Manual insertion of glass into car bodies is an intensive and imprecise job, with the opportunity for body damage and glass breakage leading to significant safety risks to assembly operators.
Alternatively, robotic insertion methods are complicated because the car body location is not precise, and therefore requires vision guidance to transform robot end effectors to compensate for body location variation and to optimize the position of the glass.
The system integrator Bluewrist is a long-term partner of LMI, specialized in the development and marketing of robotics and machine vision solutions, including 3D inspection, robot guidance, bin picking, 3D scanning and robot calibration.
The Solution
Bluewrist mounted 4 Gocator 2300 series 3D smart sensors on the robot end effector of their insertion system in order to monitor location of 4 critical points on the windshield aperture. Technicians used Gocator’s built-in Edge Tool to determine the 3D location of critical points on the aperture.
Gocator 3D measurements were then communicated to an external PC equipped with Bluewrist EzRG Advanced Robot Guidance Software, which calculates transformation data in 6 degrees of freedom and then sends its calculations to the robot controller. EzRG provides a wide range of robot guidance and user-frame calculation strategies, including Best-fit of Measurement, 3-2-1 Fixturing, and a User-Frame Formulas Interpreter.
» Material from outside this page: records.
PR #126, opened 2016-07-13
Audiounit linear buffer

achronop:
Replace input buffer array with linear buffer to solve mismatch device rate scenarios.


src/cubeb_audiounit.cpp
```diff
@@ -1123,8 +1127,14 @@ audiounit_stream_init(cubeb * context,
...
     // calculate the expected number of frames.
-    uint32_t output_buffer_frames = (latency / 1000.0) * output_hw_desc.mSampleRate;
-    LOG("Calculated output number of frames %u for latency %u\n", output_buffer_frames, latency);
+    // Use latency to calculate buffer size
+    uint32_t output_buffer_frames = 0;
+    if (output_hw_desc.mSampleRate == output_stream_params->rate) {
+      output_buffer_frames = latency_frames;
+    } else {
+      output_buffer_frames = (latency_frames * output_hw_desc.mSampleRate) / output_stream_params->rate;
+    }
```
padenot: OSX resample the output for us, so we can simply use the right number of frames here.

src/cubeb_audiounit.cpp
```diff
@@ -881,21 +891,37 @@ audiounit_create_unit(AudioUnit * unit,
...
+  // Pre-buffer silence if needed
+  if (capacity != 1) {
+    size_t silence_size = stream->input_buffer_frames *
+                          stream->input_desc.mChannelsPerFrame;
+    stream->input_linear_buffer->push_silence(silence_size);
+
+    assert(stream->input_linear_buffer->length() == silence_size);
+  }
+
+  stream->input_data = calloc(1, stream->input_buffer_frames *
```
padenot: I'd use `new` here.

src/cubeb_audiounit.cpp
```diff
@@ -225,13 +247,13 @@ audiounit_input_callback(void * user_ptr,
   /* Input only. Call the user callback through resampler.
      Resampler will deliver input buffer in the correct rate. */
   frames = input_frames;
-  input_buffer = ring_array_get_data_buffer(&stm->input_buffer_array);
-  assert(input_buffer && "fetch buffer is null in the input");
   outframes = cubeb_resampler_fill(stm->resampler,
-                                   input_buffer->mData,
+                                   stm->input_linear_buffer->data(),
                                    &frames,
```
padenot: Do we know that `input_linear_buffer` has enough frame here ?

src/cubeb_audiounit.cpp
achronop: Not really, the buffer size is tight with hardware sampling rate so in out device operates on 44100 and we request 48000 output the configured buffer size will be resampled up to a greater number. Unfortunately there is not doc on that it's a try-end-error observation.

src/cubeb_audiounit.cpp
achronop: If render fail we abort (line 237) before reach that point. If it does not fail we assume that we have all requested data since we use the official way to get it. It's the same assumption we have done so far. I can also assert it.

src/cubeb_audiounit.cpp
padenot: Ha well too bad.

src/cubeb_audiounit.cpp
padenot: No that's fine.

src/cubeb_audiounit.cpp
```diff
@@ -99,7 +99,9 @@ struct cubeb_stream {
   pthread_mutex_t mutex;
   /* Hold the input samples in every
    * input callback iteration */
-  ring_array input_buffer_array;
+  auto_array<short> * input_linear_buffer;
```
padenot: This should support floats.

src/cubeb_audiounit.cpp
```diff
@@ -57,7 +57,7 @@ typedef UInt32  AudioFormatFlags;
 #define CUBEB_AUDIOUNIT_SUBTYPE kAudioUnitSubType_HALOutput
 #endif
 
-//#define LOGGING_ENABLED
+#define LOGGING_ENABLED
```
padenot: Re-disable the log.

The calculation takes less than 0.5
seconds and the guidance accuracy can achieve up to 0.2mm.
The following is the sequence of the windshield insertion operation:
Najah Ayadi, President of Bluewrist, declared that: “The Gocator’s built-in smart measurement and exposure control delivers a 3D solution at incredible value.’’
Gocator easily mounts on robot end effectors for complex 6DOF guidance for assembly
Long term partnerships lead to solutions for new applications
The Bluewrist Windshield Insertion System was successfully demonstrated at AMTS 2015, providing a strong example of how LMI and Bluewrist are working together to create more robust robotic guidance machine vision systems.